Catherine Kaczorowski

, Ph.D., associate professor in the Jackson Laboratory headed the research team. Together they developed an established mouse model of familial AD (5XFAD) using a genetically diverse group of mice. All members of the family of transgenic mice, therefore, take the high-risk human bronchial AD genes but otherwise have quite different genetic make-ups. The detailed analysis of the new panel of mice (referred collectively as AD-BXD), revealed a high degree of overlap with both molecular, molecular, pathologic, and cognitive features of AD. Moreover, in the presence of identical AD hazard genes, the differences in genetic history led to profound differences in the onset and severity of the cognitive and bronchial symptoms of AD.

During a series of comparative investigations, the study team also discovered a mouse strain, C57BL/6J, generally used to create AD transgenic mouse models, harbors resilience factors that reduce the impact of AD risk factor genes. To begin with, it suggests that AD mouse models with this genetic background might not be suitable for testing of novel therapeutic agents and might clarify the poor predictive ability of medication screening studies using the present AD transgenic mouse models. Secondly, using the AD-BXD panel, both the protective genes in the C57BL/6J strain and their mechanisms can be exactly identified contributing to new candidate targets for AD prevention.

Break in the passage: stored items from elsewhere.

PR #242, opened 2020-11-12
improve defmt version mismatch diagnostics

japaric:
offer a different suggestion based on whether a git or crates.io version is being used

should be merged after #244

### DIFF
--- a/decoder/src/lib.rs
+++ b/decoder/src/lib.rs
@@ -98,13 +98,69 @@ pub struct Table {
 /// Checks if the version encoded in the symbol table is compatible with this version of the
 /// `decoder` crate
 pub fn check_version(version: &str) -> Result<(), String> {
+    enum Kind {
+        // "1" or "0.1"
+        Semver,
+        // commit hash "e739d0ac703dfa629a159be329e8c62a1c3ed206"
+        Git,
+    }
+
+    impl Kind {
+        fn of(version: &str) -> Kind {
+            if version.contains('.') {
+                // "0.1"
+                Kind::Semver
+            } else if version.parse::<u64>().is_ok() {
+                // "1"
+                Kind::Semver
+            } else {
+                // "e739d0ac703dfa629a159be329e8c62a1c3ed206" (should be)
+                Kind::Git
+            }
+        }
+    }
+
     if version != DEFMT_VERSION {
-        return Err(format!(
-            "defmt version mismatch (firmware is using {}, host is using {}); \
-             are you using the same git version of defmt and related tools?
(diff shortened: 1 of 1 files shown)


decoder/src/lib.rs
```diff
@@ -98,13 +98,69 @@ pub struct Table {
...
+            (Kind::Git, Kind::Git) => {
+                write!(
+                    msg,
+                    "pin _all_ `defmt` related dependencies to revision {0}; modify Cargo.toml files as shown below
+
+[dependencies]
+defmt = {{ git = \"https://github.com/knurling-rs/defmt\", rev = \"{0}\" }}
+defmt-rtt = {{ git = \"https://github.com/knurling-rs/defmt\", rev = \"{0}\" }}
+# ONLY pin this dependency if you are using the `print-defmt` feature
+panic-probe = {{ git = \"https://github.com/knurling-rs/defmt\", features = [\"print-defmt\"], rev = \"{0}\" }}",
```
japaric, line 139: `panic-probe` currently lives in the `probe-run` repo so it's not really possible to pin to the correct defmt rev (`panic-probe` also already pins to a particular `defmt` and that cannot be changed from an application project). I think that to simplify the use of the git-version of defmt we'll have to move panic-probe (back) into the defmt repo. This PR is blocked on that migration.

japaric: migration PR: #244

decoder/src/lib.rs
```diff
@@ -98,13 +98,69 @@ pub struct Table {
...
 /// `decoder` crate
 pub fn check_version(version: &str) -> Result<(), String> {
+    enum Kind {
+        // "1" or "0.1"
+        Semver,
+        // commit hash "e739d0ac703dfa629a159be329e8c62a1c3ed206"
+        Git,
+    }
+
+    impl Kind {
```
Lotterleben, line 108: question: why are these defined within the function instead of outside?

japaric: the `enum` is only used within the function body so putting it inside avoids adding yet another type to the outer (`src/lib.rs`) type namespace.

Another way to keep the namespace tidy is use modules so this could have been written as: `mod version { enum Kind { .. } pub fn check(version: &str) -> Result<(), String> { .. } }`. We have not used modules in this crate at all so the file is over 1.6K lines ... we should eventually come back and refactor this into modules.

Lotterleben: alrighty, thank you for the clarification! +1 to the refactoring, but that's for another day ofc

japaric:
reminder to self: publish a new patch version of `defmt-decoder` after this is merged

Lotterleben (approved):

The authors say that the AD-BXD panel reflects a brand new instrument for better understanding that the heterogeneous nature of aging and AD, and for precisely identifying molecular factors that lead to resilience to hereditary and environmental disease risk factors.

“The capability to simulate genetic predisposition and its impact on multiple facets of disease risk and durability in transgenic mice in a robust and reproducible way will allow the research community to find out a great deal more about the complex character of Alzheimer’s a lot faster,” says Suzana Petanceska, Ph.D., program manager in the NIA division of neuroscience, who manages the Resilience-AD application. “This new source increases the set of fresh NIA/NIH programs generating information, analytical, and research programs needed to enable more efficient and predictive drug development for Alzheimer’s.”

The researchers introduced a novel AD mouse population as an advanced and reproducible resource for the study of mechanisms underlying AD and gives proof that preclinical models incorporating genetic diversity may better interpret to human disease, increasing their usability for precision medication search for AD.

AD is an irreversible, progressive brain disease that gradually destroys thinking and memory skills and, eventually, the capacity to carry out simple tasks.

Dr. Kaczorowski’s team is one of 10 multidisciplinary and multi-institutional research teams supported via the Resilience-AD program, among a collection of NIA-supported open-science consortia. Resilience-AD, established in 2017, aims to address why and how a few individuals stay dementia-free despite being high genetic or biomarker risk of AD.